Description of the algorithm
The Samuelson–Berkowitz algorithm applied to a matrix [math]\displaystyle{ A }[/math] produces a vector whose entries are the coefficient of the characteristic polynomial of [math]\displaystyle{ A }[/math]. It computes this coefficients vector recursively as the product of a Toeplitz matrix and the coefficients vector an [math]\displaystyle{ (n-1)\times(n-1) }[/math] principal submatrix.
Let [math]\displaystyle{ A_0 }[/math] be an [math]\displaystyle{ n\times n }[/math] matrix partitioned so that
- [math]\displaystyle{ A_0 = \left[ \begin{array}{c|c} a_{1,1} & R \\ \hline C & A_1 \end{array} \right] }[/math]
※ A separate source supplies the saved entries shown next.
PR #1551, opened 2018-03-21
Adding custom matrix file argument including unit tests

kevyin:
Hi vgteam,

@koadman added an argument to accept a custom score-matrix file and we're hoping this will be useful to the community.

There are some tests in the PR which hopefully is sufficient. It's passing "make test" and "vg test" atm.

Please let me know if you have any suggestions
Thanks


kevyin:
The osx test seems to have timed out?
> ESC[31;1mTimeout (40 minutes) reached. Terminating "make test"ESC[0m

adamnovak:
Jenkins, OK to test.

adamnovak:
Is the `OPT_SCORE_MATRIX` define the Right Way to assign numbers to long options? Not that I have a better way to do it; I think on other places we've just hardcoded small integers for the options that don't have short option letters.

kevyin:
I'm no expert either, 
All the alphabet letters and single digit ints are used up except for 'h' and '0' in the map subcommand
so I followed this suggestion from SO
https://stackoverflow.com/questions/22464891/specify-long-command-line-arguments-without-the-short-format-getopt

koadman:
Thanks guys!

Issue #1544, opened 2018-03-20
Add features into vg annotate during RDF summit 3


6br:
I will add some new features into VG during RDF summit 3 as discussed with @ekg.

`vg annotate` accepts

* BED format with strands(+/-) -- gene/exon annotations include the direction of strands, which should not discard.
* not only BED format but also GFF3/GTF format

6br:
In addition to the first idea, it seem to be needed.

* Inverted surject command: converter from bam to gam for the compatibility between existing *linear* alignments and alignments on the graph

6br:
Currently, if we want to merge the paths implied by annotations, we have to run 2 commands; `vg annotate` to generate gam and `vg mod -i` to merge the paths.
It seems to be good if there is a subcommand like below.

input: xg and a set of bed/gff3/gtf(annotations)
output: vg file merged the paths implied by annotations

6br:
@JervenBolleman  Now #1546 is merged, so I think BED file with strands(+/-) can handle accurately in the master branch.

6br:
All discussion on RDF summit 3 was extremely meaningful for me. I appreciate @ekg and all developers!

PR #1546, opened 2018-03-20
Add is_reversed option into target_alignment

6br:
Refer: #1544 
Now vg annotate accepts BED format with strands(+/-) -- gene/exon annotations include the direction of strands, which should not discard.

PR #1552, opened 2018-03-21
Add an interface to convert gtf/gff3 to gam

6br:
Refer: #1544


6br:
MEMO:
-[ ] GFF/GTF is 1-based
-[x] GFF/GTF has no `name` field without using attributes. Current implementation discards any ids or attributes to generate a GAM file.

adamnovak:
Jenkins, ok to test.

6br:
It is ready to be merged after #1546 is merged.

Issue #1563, opened 2018-03-22
vg constuct maf import: `aln.second.size() == aln_len'


ChriKub:
Hi,

I am trying to import a maf file that was constructed using progressiveCactus and hal2maf into vg but it fails. The file has passed the validation with maftools mafValidator. The maf file can be downloaded [here](https://owncloud.tuebingen.mpg.de/index.php/s/2vrdMI5ZtxSvmBe).

Thanks

`hal2maf 15.2.hal 15.2.maf`
`vg construct -M 15.2.maf > 15.2.vg`

> vg: src/msa_converter.cpp:135: vg::MSAConverter::MSAConverter(std::istream&, std::__cxx11::string, size_t): Assertion `aln.second.size() == aln_len' failed.

> Stack trace (most recent call last):
> #10   Object "/ebio/abt6_projects9/abt6_software/bin/vg/bin/vg", at 0x4b9ce8, in _start
> #9    Object "/ebio/abt6_projects9/abt6_software/bin/vg/bin/vg", at 0x113a5b9, in __libc_start_main
> #8    Object "/ebio/abt6_projects9/abt6_software/bin/vg/bin/vg", at 0x113a3c5, in generic_start_main
> #7    Object "/ebio/abt6_projects9/abt6_software/bin/vg/bin/vg", at 0x404ee6, in main
>       Source "src/main.cpp", line 61, in main [0x404ee6]
> #6    Object "/ebio/abt6_projects9/abt6_software/bin/vg/bin/vg", at 0x7e4f97, in vg::subcommand::Subcommand::operator()(int, char**) const
>     | Source "src/subcommand/subcommand.cpp", line 72, in operator()
>       Source "/usr/include/c++/5/functional", line 2267, in operator() [0x7e4f97]
>        2264:     {
>        2265:       if (_M_empty())
>        2266:    __throw_bad_function_call();
>       >2267:       return _M_invoker(_M_functor, std::forward<_ArgTypes>(__args)...);
>        2268:     }
>        2269:
>        2270: #if __cpp_rtti
> #5    Object "/ebio/abt6_projects9/abt6_software/bin/vg/bin/vg", at 0x81707c, in main_construct(int, char**)
>       Source "src/subcommand/construct_main.cpp", line 334, in main_construct [0x81707c]
[...]

PR #1573, opened 2018-03-27
Fix MAF parsing in MSA constructor

jeizenga:
The MAF parser would break on files with multiple contigs (https://github.com/vgteam/vg/issues/1563). This fixes the bug and also pretties-up some of the factoring and the user friendliness.

### DIFF
--- a/src/msa_converter.cpp
+++ b/src/msa_converter.cpp
@@ -13,9 +13,18 @@
 namespace vg {
 
 using namespace std;
+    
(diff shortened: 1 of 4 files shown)


fbemm:
I tested #1573  in the morning on 506 gene loci. Works! Users should supply --noDupes and --noAncestors during hal2maf. vg constructe does not like duplicates contigs in MAF blocks and vg index -x does not like the ancestor nodes.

The first principal submatrix of [math]\displaystyle{ A_0 }[/math] is the [math]\displaystyle{ (n-1)\times(n-1) }[/math] matrix [math]\displaystyle{ A_1 }[/math]. Associate with [math]\displaystyle{ A_0 }[/math] the [math]\displaystyle{ (n+1)\times n }[/math] Toeplitz matrix [math]\displaystyle{ T_0 }[/math] defined by
- [math]\displaystyle{ T_0 = \left[ \begin{array}{c} 1 \\ -a_{1,1} \end{array} \right] }[/math]
if [math]\displaystyle{ A_0 }[/math] is [math]\displaystyle{ 1\times 1 }[/math],
- [math]\displaystyle{ T_0 = \left[ \begin{array}{c c} 1 & 0 \\ -a_{1,1} & 1 \\ -RC & -a_{1,1} \end{array} \right] }[/math]
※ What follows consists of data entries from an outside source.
PR #1575, opened 2018-03-27
Factor the updateable priority queue out into the new Structures

adamnovak:
I'm also fiddling with the indentation, which is why I touched so many lines.

We can't agree on whether namespaces should indent or not.


ekg:
It looks like we're blocked on the OSX builds on travis not starting. I'm going to merge anyway.

PR #1597, opened 2018-04-02
Update mpmap to use 256-mer indexes better

jeizenga:
This might not be totally final, but I want to get Jenkins working on it. I've been investigating bad reads on whole genome simulated data. I have one bug-fix and some parameter adjustments that collectively give me better performance on many of them. Hoping to merge this soon so I can get it into the quay -> toil-vg testing pipeline.


jeizenga:
Jenkins, test this please.

jeizenga:
I'm okay with this failure, I think. The mapping all seems more accurate, and I don't want to confuse my current optimizations for mpmap with optimizations for variant calling.

PR #1602, opened 2018-04-04
Flip reads around to be in the "good" order for mpmap

adamnovak:
mpmap apparently cares what order the input reads are in.

Also, my supposedly snarl-cutting-free controls had snarl cutting in them after all. This fixes that.


ekg:
Should we move to merge this?

adamnovak:
I think not, still. It did not have the effect I thought it would in my
testing. I want to be sure that this actually improves performance before
merging it; right now it looks like it might be making things worse, but I
haven't run enough experiments to really pin it down.

adamnovak:
I don't think we really want to touch order right now. I may come back to this eventually but for now I will just leave everything in the input order.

if [math]\displaystyle{ A_0 }[/math] is [math]\displaystyle{ 2\times 2 }[/math], and in general
- [math]\displaystyle{ T_0 = \left[ \begin{array}{c c c c c} 1 & 0 & 0 & 0 & \cdots\\ -a_{1,1} & 1 & 0 & 0 & \cdots\\ -RC & -a_{1,1} & 1 & 0 & \cdots\\ -RA_1C & -RC & -a_{1,1} & 1 & \cdots\\ -RA_1^2C & -RA_1C & -RC & -a_{1,1} & \cdots\\ \vdots & \vdots & \vdots & \vdots & \ddots \end{array} \right] }[/math]
That is, all super diagonals of [math]\displaystyle{ T_0 }[/math] consist of zeros, the main diagonal consists of ones, the first subdiagonal consists of [math]\displaystyle{ -a_{1,1} }[/math] and the [math]\displaystyle{ k }[/math]th subdiagonal consists of [math]\displaystyle{ -RA_1^{k-2}C }[/math].
The algorithm is then applied recursively to [math]\displaystyle{ A_1 }[/math], producing the Toeplitz matrix [math]\displaystyle{ T_1 }[/math] times the characteristic polynomial of [math]\displaystyle{ A_2 }[/math], etc. Finally, the characteristic polynomial of the [math]\displaystyle{ 1\times 1 }[/math] matrix [math]\displaystyle{ A_{n-1} }[/math] is simply [math]\displaystyle{ T_{n-1} }[/math]. The Samuelson–Berkowitz algorithm then states that the vector [math]\displaystyle{ v }[/math] defined by
- [math]\displaystyle{ v=T_0 T_1 T_2\cdots T_{n-1} }[/math]
contains the coefficients of the characteristic polynomial of [math]\displaystyle{ A_0 }[/math].
Because each of the [math]\displaystyle{ T_i }[/math] may be computed independently, the algorithm is highly parallelizable.
References
- Berkowitz, Stuart J. (30 March 1984). "On computing the determinant in small parallel time using a small number of processors". Information Processing Letters 18 (3): 147–150. doi:10.1016/0020-0190(84)90018-8.
- Soltys, Michael; Cook, Stephen (December 2004). "The Proof Complexity of Linear Algebra". Annals of Pure and Applied Logic 130 (1–3): 277–323. doi:10.1016/j.apal.2003.10.018. http://prof.msoltys.com/wp-content/uploads/2015/04/soltys-cook-apal.pdf.
Original source: https://en.wikipedia.org/wiki/Samuelson–Berkowitz algorithm.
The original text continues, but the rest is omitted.